Thursday, December 21, 2006

Valiant: a modern tale of faerie by Holly Black

Valiant: a modern tale of faerie

Val makes a shocking discovery at home that makes her question everything. She runs away finding herself on the streets of New York City and falls in with some other street teens who live in the tunnels under Grand Central. Through them she is introduced to the Faerie world. Not the Tinkerbell from Disney kind, but the dark cloven-foot, trolls, gargoyles and other nasty things that will use you up and spit you back out again kind. Surprising herself Val bonds with Ravus, a troll who protects the exiled faeries living in NYC and uses the street teens to deliver potions that protect faeries from iron poisoning. But when faeries start dying from the potion that should heal them all fingers point at Ravus and it's up to Val to prove them wrong.

Black uses very obvious themes here about running away instead of dealing with family issues and drug use. Only instead of a real drug (though it resembles every use of heroine I've ever seen in the movies) the teens use "Nevermore" which is actually a concentrated form of magic which helps the faeries stave off iron poising, but which gets humans high. I was a little surprised by the language. There are a couple of instances of the F-word in the first chapter and it recurred through out.

Val makes the transitions to and from the streets fairly easily which I find rather unrealistic. As well, as the handy appearance of Ruth, Val's best friend from, which makes Val's efforts to save the faerie world a little easier.

This was an exciting and quick read though. Sure to please readers looking for a little bit of fantasy injected into a real world setting.

Sunday, December 17, 2006

13 Little Blue Evelopes by Maureen Johnson

I decided to put this title on one of my Teen Book Club lists for the spring, but couldn't wait to read it myself.

After her Aunt Peg's death Ginny receives a package with direct instructions from her aunt to pack a backpack, leave all her electronic trappings and guidebooks home and get on a plane to London. Once she's completed that task 13 more little blue envelopes will lead her around Europe to experience it as her aunt did. She learns some new things about her aunt and herself along the way.

I liked this book and it was a quick read. I kept wanting to know what her aunt had for Ginny to do next and what lesson she would learn from it.

My major complaint is the plausibility of a 17 year old having trusting enough parents to let her go off to Europe alone with no communication except for the handwritten posted kind (It's in the rules). Ginny doesn't change in huge ways by the end of the book but she's seen more, done more and has more to think about which in my opinion was the aunt's goal all along. Peg was a driving force in Ginny's life until she died and had promised to see Ginny through high school and college to help her through those confusing and awkward times in life. Failing that I think Peg concocted this scheme as a way to bundle all those little bits of helpful advice into a short period of time and in a dramatic (Peg was an artist after all).

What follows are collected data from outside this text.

PR #203, opened 2020-10-05
Refactor parsing completely

### LINKED ISSUE #116: Preserve newlines within comments
Would it be possible to maintain newlines within comments? This would allow the structure of a lot of documentation to be adhered to more closely.

eemeli:
This PR will effectively replace everything in `/src/cst/` and `/src/resolve/` with new code, and redefine the CST level API. As such, I'm guessing that at least @ikatyang and @iann0036 might be interested in getting an early heads-up. This is a work in progress, and not complete yet. I'll update this PR & description as the work continues over the next few weeks (not promising anything about a timetable here).

There are three main reasons and starting points for this change.
1. Supporting Node.js stream input. I've previously tried to hack at this on and off over the past year or so, but didn't really get a breakthrough until about two weeks ago.
2. Untangling & re-architecting things to make them simpler to understand and maintain.
3. Preparing for future YAML spec updates. In particular, yaml/yaml-spec#59 is looking to apply [this change](https://github.com/yaml/yaml-spec/blob/RFC-directives-are-stream/rfc/RFC-directives-are-stream.md).

To that end, `/src/parse/parser` is a new parser that generates CST node trees from its input, internally using `/src/parse/lexer` to split the input into tokens. They're both capable of dealing with input coming in chunks, and `/src/parse/parse-stream` is a possible Node.js stream wrapper for the parser. See the parser source for TypeScript interfaces for the tokens.

Internally, "parsing" now means producing the CST from string input, while the Document object creation is called "composing". That should more closely match the language used in the YAML spec & other implementations. Currently, this composition starts from `/src/compose/compose-doc`, and `/src/compose/parse-docs` is a possible wrapper for connecting the parser outputs to the composition.

Thanks to all these changes, this finally fixes #116 and makes sure that the `null` nodes mentioned in #170 are removed from both the CST and AST levels.

As a point of interest, it should be pretty easy to use the lexer in order to build a really fast basic YAML highlighter. If you want to do fancier things like color-coding depending on the level of logical indentation, you'll probably need the parser as well, and for errors the composer too.

If you'd like to try this out, check out the `stream` branch and run these commands in the repo root:
```
npm install
npm run build:dev
npm start
```

### TODO

- [x] Parse string input into a CST
- [x] Compose scalars
- [x] Compose block collections
- [x] Compose flow collections
- [x] Resolve non-local tags (may require a `YAML.Document` API change)
- [x] Require map keys to be on a single line
- [x] Require map keys to have max 1024 characters
- [x] Assign props correctly between a map & its first key
- [ ] ~~Fix self-referential aliases on custom collections~~ (see #229)
- [x] Complain about unindented mapping content
- [ ] Add a public Node.js transform stream
- [x] Drop old code
- [x] Refactor the build to support the new JS/TS mix
- [ ] Update documentation


fkirc:
Hi,

I am interested in a specific use case:
I need to modify existing yml-files at several places, but I want to do it in a surgical way, with as little changes as possible.
This means that I want to:
- Preserve (almost) all comments
- Preserve (almost) all new lines, indentations and other whitespaces
- Preserve general structure and ordering as much as possible

Is the CST-API something that you would recommend for this use case?
If yes, does this PR affect this use case?

fkirc:
Never mind, I wrote a separate issue about whitespace preservation: https://github.com/eemeli/yaml/issues/207

I needed to keep CST-nodes, although I did not really touch the CST-API.

eemeli:
Got stuck/sidetracked around flow collection composition for _ages_, but that looks like it's starting to work now.

eemeli:
Some progress. The lexer had some corner cases that lead to an infinite loop; fixed those. Now, running the full test suite at least completes, but the new code is still failing 306/1962 tests.

iann0036:
Tried the branch, working well for my simple tests with parse/stringify and document parsing. Are there build instructions for the CST Parser (or similar replacement)?

eemeli:
@iann0036 I'm not certain yet what the public API for the CST parser will look like, but internally it's available from `src/parse/parser.ts`, and you can look at `src/compose/parse-docs.ts` for the scaffolding that I've now got around it to replicate the functionality of `YAML.parseAllDocuments()`.

If you're testing from outside the repo itself, you should e.g. modify the `"./parse-cst"` entry in the package.json `"exports"` config to point at `./lib/parse/parser.js`, so you can then:
```js
import { Parser } from 'yaml/parse-cst'
```

Apologies for the bad ergonomics, this is still a work in progress. Now down to 131 failing tests.

iann0036:
Cheers @eemeli! That's perfect.

Do you have, or intend to make, a direct stringify function for a CST/Parser Document? (i.e. one that preserves whitespace etc.). If not, happy to create one myself (and perhaps PR in), just didn't want to double up the work.

iann0036:
Initial work without diving too far into edges:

There are some touching moments and having been to the UK, where Ginny's travels start I felt nostalgic at the mentions of places I've been.

Wednesday, December 6, 2006

Peace on Earth; Good Will Toward Men

Except for that peace part. Because it's offensive.

At least that's what a Colorado home association has told it's residents when it told a couple to take down their peace sign Christmas wreath or face a $25/day fine.

Colorado law says that homeowners associations cannot prohibit residents from displaying American Flags, service flags, or political signs that might influence an election. Restrictions on other displays however are not addressed in the law.

So at this time of year when Christians around the world are celebrating the birth of their Messiah who preached peace, love and tolerance, who was probably the most famous hippy in history, a peace sign is being considered "offensive."

That's right offensive. Because while we are at war and have lost 2,000+ American soldiers, the message of peace is offending our neighbors.

We all know that Christmas has become horribly secular, commercial, and material. It has degenerated into the worshiping of fat, jolly Santa instead of Christ, but at least the "holiday spirit" seemed to remain. Despite arguments over the proper way to greet your neighbors "happy holiday's" "merry Christmas" "Happy Hanuka...Kwanzaa, Winter Solstice etc" at least the well wishes were there. I don't know about you, but I'll take all the happy and merry wishes I can get regardless of the holiday it's attached to. I need them.

But now even that is gone. No longer can we even wish for peace. Wish that our young men and women, and those citizens of other countries weren't put in harms way, weren't fighting and dying. When did peace become something bad? Even if you agree with the justifications for war, don't we all wish they weren't a necessity?

I might as well put away my ornaments, twinkle lights, and poinsettias.